Nessas condições, o advogado dificilmente poderia proporcionar uma defesa adequada ao réu, que não tinha condições financeiras para contratar outro defensor. No entanto, ele pelo menos entrou com o pedido no tribunal de recursos para rever a condenação, diferentemente do que ocorreu em outro caso. A disputa Maples v. Thomas resultou na repreensão da Suprema Corte ao mesmo tribunal de Alabama.
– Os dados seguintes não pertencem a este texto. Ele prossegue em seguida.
PR #4581, opened 2026-08-12
Stop offering non-JDBC sources as expandable in the wiz annotation tree

larryliang-inetsoft:
**Branch:** `feature-76074-server-fixes` · base `stylebi-wiz-main-rebase` · Redmine #76075

> **Scope reduced.** This PR originally carried a second commit that claimed to fix i18n token
> leakage in the elements bundle. Building the image proved that fix **inert**; it has been dropped.
> See the comment below for what the evidence actually showed. What remains is one fix, verified
> live.

## Non-JDBC sources are offered as expandable in the wiz annotation tree

A registered Cassandra source appeared in the wiz annotation tree beside the JDBC ones with
`leaf=false`. Expanding it returned **HTTP 200 with `children: []`** — every time, and
indistinguishable from a database that has not finished loading.

It does **not** throw `UnsupportedDatasourceException`, which is what the design assumed. Nothing
surfaces at all, which is the quieter and worse of the two failures.

Non-relational sources extend `TabularDataSource`, so the metadata calls behind an expansion have
nothing to return. They are now marked leaves.

They **stay in the tree** on purpose: the source *is* usable, through a worksheet built on it, and
hiding it would send the operator hunting for something they can plainly see in StyleBI.

A lookup that fails or comes back empty answers "not flagged". That is not evidence a source is
non-relational, and getting it wrong would collapse a real database to a leaf and put every table in
it out of reach — far worse than leaving one node pointlessly expandable.

This gets more reachable as registering non-JDBC sources from the wiz portal gets easier, which is
exactly what [stylebi-wiz#1556](https://github.com/inetsoft-technology/stylebi-wiz/pull/1556) does.

## Verification

**Verified live** on a locally built image (`local-1180`, full reactor). With a Cassandra source
registered, the wiz asset tree returns:

```
inventree           leaf=False      ← 8 JDBC sources, all still expandable
mysqltest           leaf=False
odoo                leaf=False
olist               leaf=False
openproject         leaf=False
orders              leaf=False
sakila              leaf=False
suitecrm            leaf=False
tab-verify-renamed  leaf=True       ← the Cassandra source
```

Reproduced before the fix on the same deployment: the same node came back `leaf=false` and expanded
to `children: []`.

**6 JUnit tests**, covering all four ways the check must answer "no" — JDBC source, unresolvable
source, a lookup that throws, and a non-data-source entry. `mvn -pl community/core test` BUILD
SUCCESS.

### DIFF
--- a/core/src/main/java/inetsoft/web/wiz/service/MetadataApiService.java
+++ b/core/src/main/java/inetsoft/web/wiz/service/MetadataApiService.java
@@ -1264,7 +1264,8 @@ public class MetadataApiService {
       return response;
    }
 
-   private TreeNodeModel filterWizTree(TreeNodeModel node) {
+   // Package-private so a test can drive the real filter rather than only its helper.
+   TreeNodeModel filterWizTree(TreeNodeModel node) {
       return filterWizTree(node, new HashMap<>(), new HashMap<>());
    }
 
--- a/core/src/main/java/inetsoft/web/wiz/service/MetadataApiService.java
+++ b/core/src/main/java/inetsoft/web/wiz/service/MetadataApiService.java
@@ -1286,6 +1286,15 @@ public class MetadataApiService {
       TreeNodeModel.Builder builder = TreeNodeModel.builder().from(node);
       builder.children(new ArrayList<>());
 
+      // A non-relational source has no catalog/schema/table metadata to hand back, so expanding it
+      // returns an empty child list forever -- it looks identical to a database that is still
+      // loading. Marking it a leaf says plainly that there is nothing to open. It stays in the tree
+      // on purpose: the source IS usable, through a worksheet built on it, and hiding it would send
+      // the operator hunting for something they can see in StyleBI.
+      if(isNonJdbcDataSource(entry)) {
+         builder.leaf(true);
+      }
+
       for(TreeNodeModel child : node.children()) {
          TreeNodeModel filteredChild = filterWizTree(child, filterCache, partitionCache);
 
@@ -1295,6 +1304,35 @@ public class MetadataApiService {
       }
 
       return builder.build();
+   }
+
+   /**
+    * Whether this entry is a data source that is not relational.
+    *
+    * Tabular/NoSQL sources extend TabularDataSource rather than JDBCDataSource; the metadata calls
+    * behind a tree expansion have nothing to return for them.
+    *
+    * Answers false when the source cannot be resolved. A lookup failure is not evidence that a
+    * source is non-relational, and treating it as such would collapse a real database to a leaf and
+    * make its tables unreachable -- far worse than leaving one node expandable.
+    */
+   // Package-private so the tree-filtering decision can be tested directly.
+   boolean isNonJdbcDataSource(AssetEntry entry) {
+      if(entry == null || !entry.isDataSource()) {
+         return false;
+      }
+
+      try {
+         XDataSource dataSource = xrepository.getDataSource(entry.getPath());
+
+         return dataSource != null && !(dataSource instanceof JDBCDataSource);
+      }
+      catch(Exception e) {
+         log.debug("Could not resolve data source '{}' while filtering the wiz tree: {}",
+                   entry.getPath(), e.getMessage());
+
+         return false;
+      }
    }
 
    private boolean shouldHideWizTreeNode(
--- a/core/src/test/java/inetsoft/web/wiz/service/MetadataApiServiceNonJdbcTreeTest.java
+++ b/core/src/test/java/inetsoft/web/wiz/service/MetadataApiServiceNonJdbcTreeTest.java
@@ -24,15 +24,21 @@ import inetsoft.uql.asset.AssetEntry;
 import inetsoft.uql.asset.AssetRepository;
 import inetsoft.uql.jdbc.JDBCDataSource;
 import inetsoft.uql.tabular.TabularDataSource;
+import inetsoft.uql.xmla.XMLADataSource;
+import inetsoft.web.composer.model.TreeNodeModel;
 import inetsoft.web.composer.AssetTreeService;
 import inetsoft.web.portal.controller.database.DataSourceService;
 import org.junit.jupiter.api.Tag;
 import org.junit.jupiter.api.Test;
 
+import static org.junit.jupiter.api.Assertions.assertEquals;
 import static org.junit.jupiter.api.Assertions.assertFalse;
 import static org.junit.jupiter.api.Assertions.assertTrue;
 import static org.mockito.Mockito.mock;
 import static org.mockito.Mockito.when;
+
+import java.util.HashMap;
+import java.util.Map;
 
 /**
  * A non-relational data source has no catalog/schema/table metadata behind it, so expanding it in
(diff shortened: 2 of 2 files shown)


larryliang-inetsoft:
**Retracting the i18n commit — it was inert.** Building the image and testing it is what showed this; I had it wrong.

The commit added `/elements/*.js` to `TemplateLocalizationController`'s mapping and to `LocalizationService.TRANSLATED_RESOURCES`, on the reasoning that the elements bundle builds to `resources/elements/` and no glob covered it. That much is true. What I did not check is whether StyleBI ever *serves* that directory.

It does not:

| | |
|---|---|
| `GET /app/main.js` | 200, 845 KB, **0** raw `_#(` tokens — the existing localization works |
| `GET /elements/main.js` | **404** |
| `inetsoft-web` jar | 105 `resources/app/*.js` entries, **0** for `resources/elements/` |
| every other jar | no `resources/elements/` |
| running container | no such path anywhere on disk |

The elements bundle is never packaged into the server. It ships **only** through the npm package `@inetsoft-technology/stylebi-embed-elements`, and is served by whoever embeds it — for us, the wiz portal's own static server. It never passes through StyleBI's localization filter, so a serve-time mapping can never fire.

The on-disk bundle carries **400** raw tokens in `main.js` alone, so **the leak is real and still open** — my fix simply was not one. The real fix has to happen at *build* time, when the npm package is assembled, not at serve time. Redmine #76075 has been updated with the corrected diagnosis.

Practical urgency is lower than it looked: the tokens I originally hit were in the datasource editor, which reached the browser only through the embedded-element approach that has since been dropped in favour of stylebi-wiz#1556. Whatever tokens the chart/viewer/table elements carry do still leak in the wiz portal today.

What remains in this PR is the annotation-tree fix, now verified live on `local-1180`.

core/src/test/java/inetsoft/web/wiz/service/MetadataApiServiceNonJdbcTreeTest.java
```diff
@@ -0,0 +1,110 @@
...
+                                    mock(AssetRepository.class), mock(AssetTreeService.class),
+                                    new ObjectMapper());
+   }
+
+   private AssetEntry dataSourceEntry(String name) {
+      return new AssetEntry(AssetRepository.GLOBAL_SCOPE, AssetEntry.Type.DATA_SOURCE, name, null);
+   }
+
+   @Test
+   void tabularSourceIsNonJdbc() throws Exception {
```
larryliang-inetsoft, line 65: **The tests exercise the helper, not the fix.**

Every case here calls the predicate directly; nothing drives `filterWizTree`. Delete the production change — or invert it so the node is *hidden* rather than marked a leaf — and all six still pass. The test pins the helper's truth table, which was never in doubt; it does not pin the behaviour the PR exists to produce.

Also uncovered: `XMLADataSource`, the other non-JDBC family in this tree. `TabularDataSource` is represented, JDBC is represented, XMLA is not.

Worth one test that runs a tree containing a JDBC source, a tabular source and an XMLA source through `filterWizTree` and asserts the resulting `leaf` flags.

core/src/main/java/inetsoft/web/wiz/service/MetadataApiService.java
```diff
@@ -1286,6 +1286,15 @@ private TreeNodeModel filterWizTree(
       TreeNodeModel.Builder builder = TreeNodeModel.builder().from(node);
       builder.children(new ArrayList<>());
 
+      // A non-relational source has no catalog/schema/table metadata to hand back, so expanding it
+      // returns an empty child list forever -- it looks identical to a database that is still
+      // loading. Marking it a leaf says plainly that there is nothing to open. It stays in the tree
+      // on purpose: the source IS usable, through a worksheet built on it, and hiding it would send
+      // the operator hunting for something they can see in StyleBI.
+      if(isNonJdbcDataSource(entry)) {
```
larryliang-inetsoft, line 1295: **The predicate is correct, but the condition is narrower than the symptom.**

I checked this against the type hierarchy rather than taking it on faith, and "not JDBC" does exactly match "will have no children here": the tree's DATA_SOURCE children come only from `AbstractAssetEngine.getPhysicalEntries`, which itself hard-gates on `instanceof JDBCDataSource`; logical models are excluded because wiz passes `includeModel=false`; and cubes need `includeColumns`, which wiz also passes as false. All three failure paths (null source, non-JDBC-typed null from `isSupported`, thrown exception) fail open, and the registry lookup key matches the full name `getPhysicalEntries` uses, including folder-nested sources. So the change is sound as far as it goes.

What it does not cover is the same user-visible symptom arriving by two other routes:

- A **JDBC** source expands to `children: []` forever when the caller lacks `PHYSICAL_TABLE` ACCESS. The wiz tree never sets `PORTAL_DATA`, so that gate does apply here.
- Hive with the driver disabled behaves the same way.

That permission is already computed in this same request as `sqlEnabled`, so folding it into the leaf decision looks cheap and would make the fix cover the actual complaint rather than one cause of it.

larryliang-inetsoft, line 1295: **Second, more important: the `leaf` flag may have no consumer.**

The only client of `/datasets/asset_tree` I can find is `portal/src/components/databaseAnnotate/AssetSelectionStep.tsx`, and it does not read `leaf`. It derives expandability from `AssetType` (`hasChildren` is true for `DATA_SOURCE_FOLDER`) and treats any `DATA_SOURCE` node as a selectable, annotatable database.

If that is right, this PR sets a flag nobody reads: the Cassandra source stays checkable in the picker and still ships into an annotation run with no tables behind it — which is the failure the PR is meant to prevent.

Please confirm whether some other caller consumes `leaf`. If not, the fix needs a client-side half (or the node needs to be made non-selectable server-side) before it changes anything a user would notice.

larryliang-inetsoft (commented):
## Review — non-JDBC sources in the wiz annotation tree

Three findings. The change itself is correct — I verified the predicate against the type hierarchy rather than assuming, and "not JDBC" genuinely does match "has no children in this tree" for all three concrete `XDataSource` families. Failure paths fail open, and the registry key matches folder-nested sources.

Two things keep me from calling it done:

1. **The `leaf` flag looks unconsumed.** The one client of this endpoint computes expandability from `AssetType` and never reads `leaf`, so the Cassandra source would remain selectable and still enter an annotation run empty. If that reading is right, the user-visible symptom is unchanged by this PR.

2. **The tests never call `filterWizTree`.** They exercise the helper only, so removing the fix leaves them green — and `XMLADataSource`, the other non-JDBC family, is untested.

The third is a scope note: a JDBC source lacking `PHYSICAL_TABLE` ACCESS produces the identical empty-expansion symptom, and that permission is already computed in the same request.

None of this is a reason to revert — it is sound as far as it goes. The question is whether it currently changes anything the user sees.

larryliang-inetsoft:
**Both findings addressed. You were right that this PR changed nothing a user could see.**

**The `leaf` flag had no consumer.** Confirmed: `AssetSelectionStep.tsx` derives expandability from `hasChildren(node)`, which is `node.data.type == AssetType.DATA_SOURCE_FOLDER` — purely type-based. `node.leaf` is never read. (The `leaf*` identifiers in that file are a local selection variable, which is what makes it look covered at a glance.)

The client half is now in **[stylebi-wiz#1561](https://github.com/inetsoft-technology/stylebi-wiz/pull/1561)**: a leaf DATA_SOURCE is unselectable, rendered disabled, and labelled "no tables to annotate" so the reason is visible rather than the row being silently inert. Reads `leaf === true`, so an older server that never sets the flag leaves every source selectable.

Writing it turned up a second gap your finding implies: the guard belongs in `handleAssetSelect` too, not only in `isSelectableNode` — the direct-select branch added the id without consulting it, so the folder path was filtered while a direct click was not. Deselect stays ungated so an id that somehow got in can always come out.

**The tests did not pin the fix.** Also confirmed — stubbing the production change out left all six green. There is now one that drives `filterWizTree` itself and fails with "a tabular source becomes a leaf" when the fix is removed. It covers **XMLADataSource** as well, the family you noted was untested. `filterWizTree` is package-private for this.

Tests 6 → 7 here, plus 3 on the wiz side.

**Third finding — scope.** Agreed and not addressed here: a JDBC source lacking `PHYSICAL_TABLE` ACCESS produces the identical empty expansion, and that permission is computed in the same request. Worth its own change; the client-side guard above does not help there, since such a source arrives with `leaf=false`.

larryliang-inetsoft:
Correction to the link above: the client half is **[stylebi-wiz#1568](https://github.com/inetsoft-technology/stylebi-wiz/pull/1568)**, not #1561 — I quoted the number before the PR was created.

fredaan:
Stop offering non-JDBC sources as expandable in the wiz annotation tree
https://github.com/inetsoft-technology/stylebi/pull/4581

Do not offer a data source with no tables to annotate
https://github.com/inetsoft-technology/stylebi-wiz/pull/1568


The changes in these two PRs break data labeling for the tabular data source, so after discussing with Larry, we closed them.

Nesse caso, já noticiado pela ConJur — clique aqui para ler —, uma das mais proeminentes firmas de advocacia dos EUA, a Sullivan & Cromwell, de Nova York, sequer deu entrada no pedido de recurso porque perdeu o prazo. O funcionário encarregado da correspondência engavetou as cartas enviadas pelo tribunal a dois advogados porque eles haviam se desligado da firma. Mesmo assim, os ministros da Suprema Corte concederam um novo prazo ao réu.
A juíza Rosemary Barkett, do tribunal do Alabama, disse em seu voto divergente que não vê diferenças entre os casos de Smith e Maples. “A grande questão é se é moralmente permissível culpar o réu por erro de seu advogado ou de quem quer que seja”, afirmou. “Não é justo e não é equitativo permitir que um réu condenado à morte sofra as consequências de um erro de seu advogado. O réu pode ser culpado, mas tem o direito de apresentar seu caso.”
Não há dúvidas razoáveis de que Smith tenha matado o funcionário de uma loja em 1994, na cidade de Huntsville, Alabama, entendeu a Justiça. Há dúvidas, porém, sobre as circunstâncias do crime. No julgamento, os jurados levaram em consideração essas dúvidas ao declarar o réu culpado, mas recomendar a pena de prisão perpétua em vez da pena de morte. Mas o juiz não aceitou a recomendação dos jurados e condenou Smith à pena de morte.
Essa é outra idiossincrasia da Justiça de Alabama, diz o New York Times. Apenas três estados dos EUA permitem a juízes se sobrepor a decisões dos jurados: Alabama, Flórida e Delaware. Na Flórida e em Delaware, entretanto, há décadas os juízes dispensam essa faculdade que lhes é atribuída por lei. No Alabama não é assim. Desde 1976, juízes já rejeitaram 110 recomendações dos jurados, segundo levantamento da Equal Justice Initiative, uma firma de advocacia sem fins lucrativos que representa réus e prisioneiros pobres. Em 100 casos, os juízes desconheceram a recomendação dos jurados e impuseram pena de morte aos réus.
Outra peculiaridade da Justiça local é não garantir representação a réus considerados “indigentes” em procedimentos pós-condenação à pena de morte. “Essa é uma característica peculiar de Alabama”, disse a ministra Ruth Ginsburg na decisão do caso Maples versus Thomas. “Algumas vezes, prisioneiros sentenciados à morte não têm representação alguma no Alabama”, criticou.